Hiding things at plain sight
Take a look at this picture from Amsterdam.
What do you see?
I see a beautiful canal view with a bridge at the bottom on a Spring day (I knew it was Spring when I shot it).
Do you see anything else? Something that doesn’t belong to the picture, something that shouldn’t be there…
No, me neither. We don’t see it because it’s not meant to be seen, it’s concealed in the image.
This was brilliantly put a long time ago:
“What if the best way to hide something is at plain sight, where no one would suspect?”
Edgar Alan PoeThe Purloined Letter
History
Yeah, like I’ll try to outperform Wikipedia. Check Steganography
Technique
The most common form of Steganography is called LSB for Least Significant Bit.
This uses the fact that a slight change in a pixel’s color is undetectable by the human eye.
Check for instance the samples below.
Sample 1
Sample 2
Can you spot the difference?
You don’t believe there’s a difference at all? Use a color meter to check it.
Both images are in full color. The first sample is Red = 108, Green = 118, Blue = 154. The second sample is Red = 109, Green = 119, Blue = 155.
As you can see in the second sample every Least Significant Bit is modified. This is the maximum change you can perform in a single pixel (changing every color component). If we change 1 bit per byte then we’re changing 1/8 of the file or 12,5% of it.
If you can’t tell the difference at this scale (a 600 x 450 pixels image) imagine realizing that a single pixel has been modified.
So if this is undetectable then perhaps we can use this slight change in our favor…
Algorithm
Here I describe the basics of the algorithm used to hide the image (and thus to recover it).
The input image (the host) must be in RGB format. Each pixel is defined by the colors Red, Green, and Blue. Therefore each pixel needs 3 bytes.
We said we will use the least significant bit for each byte, so for one pixel we have:
3 bits (the least significant of each byte), so if we take 3 pixels we have 9 bits at our disposal.
We can use the first 8 bits to embed a single byte from the data we’re hiding and the last bit can be used to signal the end of the buffer. If the 9th. bit is 1 that means it’s the end of the buffer, otherwise, we keep reading until a 1 is found. This allows us to embed several different sections of data in the same image.
This algorithm stores two sections of data, the first section is the filename and the second section is the file data.

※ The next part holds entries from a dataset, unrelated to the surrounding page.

PR #7218, opened 2024-05-09
Change version to 1.64.0

arvindbr8:


version.go
```diff
@@ -19,4 +19,4 @@
 package grpc
 
 // Version is the current grpc version.
-const Version = "1.64.0-dev"
```
purnesh42H, line 22: Just for my knowledge, why was it suffixed with -dev before?

arvindbr8: Discussed offline

dfawley (approved):

PR #7221, opened 2024-05-09
advancedTLS: Add in deprecated name for transitionary period

gtcooke94:
I changed `RevocationConfig` to `RevocationOptions` in https://github.com/grpc/grpc-go/pull/7151 and missed leaving the old name as a deprecated option so that migrating is easier. This PR adds it back so that we shouldn't be actively breaking code.

RELEASE NOTES: none


arvindbr8 (approved):
Thanks. LGTM!

dfawley (approved):

PR #7222, opened 2024-05-09
.*: update deps

arvindbr8:


dfawley:
All tests are failing; PTAL

arvindbr8:
I think we need to until the next release before we can update the deps. This is because the _grpc.pb.go have a compile time assertion to use gRPC-go v1.64 or higher (due to this change https://github.com/grpc/grpc-go/pull/7057/files#diff-51876cdb24ccecba4859f376f237b87dc813d32839ec4e76a02db28081b4d212)

arvindbr8:
I'll reopen this once I've figured this out

PR #7224, opened 2024-05-10
test: fix flaky test ClientSendsAGoAway

### LINKED ISSUE #7160: Flaky test: TestClientSendsAGoAway
This is the first time I'm seeing it: 
https://github.com/grpc/grpc-go/actions/runs/8787418013/job/24112571687?pr=7156

Might be worth to check it out.

aranjans:
Fixes #7160 
fix: `goaway_test/TestClientSendsAGoAway` didn't use to wait for channels to be ready and which is why sometimes it was not able to read the frame and eventually result in test failure. This PR change make sure we read the frame only when the channel's state becomes READY.

RELEASE NOTES: n/a

### DIFF
--- a/test/goaway_test.go
+++ b/test/goaway_test.go
@@ -800,6 +800,7 @@ func (s) TestClientSendsAGoAway(t *testing.T) {
 		for {
 			f, err := ct.fr.ReadFrame()
 			if err != nil {
+				t.Logf("error reading frame: %v", err)
 				return
 			}
 			switch fr := f.(type) {
@@ -808,6 +809,7 @@ func (s) TestClientSendsAGoAway(t *testing.T) {
 				if fr.ErrCode == http2.ErrCodeNo {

Starting at the first pixel the name of the file being hidden is stored. Then after the name (when the algorithm detects an end of the section as described above), the actual data of the file is stored, byte per byte.
To recover the file then an application should first read the file name, and then the file data. Once finished it can create a file with the name obtained and write each retrieved byte.
The idea behind steganography is that you can hide things where it’s not evident that something is concealed. Unfortunately, this common mechanism is widely known and studied and there are several countermeasures, based mostly on statistical analysis and histograms of pixel color distribution (because this technique is not symmetric, you can investigate LSB Matching for a fix to this problem).
To overcome this you can encrypt the data before embedding it in the file which will make obtaining the original file even harder. This file is not encrypted but the tool outlined at the end of the article supports encryption by providing a password.
So with all this information, you should be able to find the hidden file in the picture of Amsterdam. It could be a good opportunity to test bitwise operators and operations in your favorite language.
If you want to discover the hidden file and don’t want to build an application to do it you can use a simple tool I built for this post: Steganography command line tool
Just install the tool and do
$> steganography dig-up amsterdam.png .
This will extract the embedded file in the current folder (enjoy it, it's a beautiful short story).